# The problem
Reply with the data below, repeated exactly in full.

# Data shown

---

Issue #816, opened 2018-05-04
Make hotspot and splash page adaptive


vpetersson:
I have a small screen that I use for testing. It has something like 680x480 resolution. However, when I use this screen, I cannot make out the passphrase for the hotspot. I can see the SSID, but not the SSID.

---

# Answer section
Issue #816, opened 2018-05-04
Make hotspot and splash page adaptive


vpetersson:
I have a small screen that I use for testing. It has something like 680x480 resolution. However, when I use this screen, I cannot make out the passphrase for the hotspot. I can see the SSID, but not the SSID.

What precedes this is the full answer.